Tuesday November 17, 2015 at 16:00, Wachman 617
GeoTop Seminar
Jonah Gaster, Boston College, Lifting curves simply
It is a corollary of a celebrated theorem of Scott that every closed curve on a hyperbolic surface \(X\) has a simple lift in a finite cover. In order to discuss a quantitative version of this statement, let the `degree' of a curve be the minimal degree of such a cover. We show: If \(X\) has no punctures, then the maximum degree among curves of length at most \(L\) is coarsely equal to (with constants depending only on the topology of \(X\) the quotient of \(L\) by the length of a systole of \(X\). Time permitting, we will discuss related questions, partial answers, and work in
Friday November 20, 2015 at 15:00, PATCH seminar, at Bryn Mawr, Park Science Building room 328
GeoTop Seminar
Abigail Thompson, UC Davis and IAS, Surgery on fibered knots.
It is a classical result that any closed orientable 3-manifold can be obtained by an operation called surgery on a link in the 3-sphere. The link may have many components. This leads to a natural question: Which 3-manifolds can be obtained by surgery on a knot (i.e. on a 1-component link)? And on which knots? For example, Gordon and Luecke showed that non-trivial surgery on a non-trivial K can't yield the 3-sphere back again.
Which knots have surgeries yielding a lens space? A conjecture of Gordon is that only certain knots, called Berge knots, have such a surgery. The pool of potential counter-examples to this conjecture is slowly diminishing. I'll describe some of what is known so far, and show that some fibered knots can't have lens space surgeries. This is work in progress.

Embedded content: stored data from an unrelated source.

PR #209, opened 2021-10-22
Fixup for  Make 'pre' versions come before the corresponding release version #208 

brandones:


brandones:
Merging because @ibacher already more or less reviewed, and this needs fixing.

PR #210, opened 2021-10-26
MF-894: Changed hex to variables in styleguide.

vasharma05:
## Requirements

## Summary

Changed hex of colors to variables in `_overrides.scss `in style guide.

## Screenshots

*None.*

## Related Issue

https://issues.openmrs.org/browse/MF-894

## Other

*None.*


denniskigen (approved):
I like the change from colour hex codes to variables. However, I'm not too keen on the use of the carbon spacing scale tokens. I find the extra overhead of having to look up the spacing scale to find the corresponding rem or px value annoying. Just my 2 cents.

brandones:
Thanks @denniskigen ! Yeah I wonder if we should try to come to consensus about the use of spacing variables. I agree that they're of limited value. I wonder if their value will become more evident when we upgrade Carbon?

PR #217, opened 2021-11-06
Allow building a config file into the distro

brandones:
This adds an optional argument to `openmrs` which allows providing a config file which will be built into the distro. This will simplify the build pipeline for a PIH distro, and probably many future distros.


manuelroemer (approved):
Looks good to me!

Friday November 20, 2015 at 16:30, PATCH seminar, at Bryn Mawr, Park Science Building room 328
GeoTop Seminar
Charles Livingston, Indiana University, Heegaard Floer knot homology and its applications.
In 2001, Peter Ozsvath and Zoltan Szabo developed Heegaard Floer theory. Using HF theory, one can associate to each knot K in \(R^3\) a chain complex, CFK(K). From a 3-dimensional perspective, CFK(K) determines the genus of a knot and whether or not it is fibered; from a 4-dimensional perspective, it offers strong constraints on the surfaces the knot can bound in upper 4-space. Applications include new results concerning the classification of complex algebraic curves.
As an algebraic object, CFK(K) has multiple structures: it is a chain complex, it is graded and bifiltered, and it is a module over a polynomial ring. I will begin this talk with a simple example that clarifies the details of these structures. I will then illustrate how, from CFK(K), one can extract a variety of knot invariants. Finally, I will describe families of knots for which the computation of CFK(K) follows from a simple algorithm.
Tuesday December 8, 2015 at 16:00, Wachman 617
GeoTop Seminar
-Note different day and time-
Andrew Yarmola, Boston College, Basmajian's identity in higher Teichmuller-Thurston theory
We demonstrate an extension of Basmajian's identity to Hitchin representations of compact bordered surfaces. For 3-Hitchin representations, we show that this identity has a geometric interpretation for convex real projective structures analogous to Basmajian's original result. As part of our proof, we demonstrate that the limit set of an incompressible subsurface of a closed surface has measure zero in the Lebesgue measure on the Frenet curve associated to an n-Hitchin representation. This generalizes a classical result in hyperbolic geometry. Finally, we recall the Labourie-McShane extension of the McShane-Mirzakhani identity to Hitchin representations and note a close connection to Basmajian's identity in both the hyperbolic and the Hitchin setting. This is joint work with Nicholas G. Vlamis.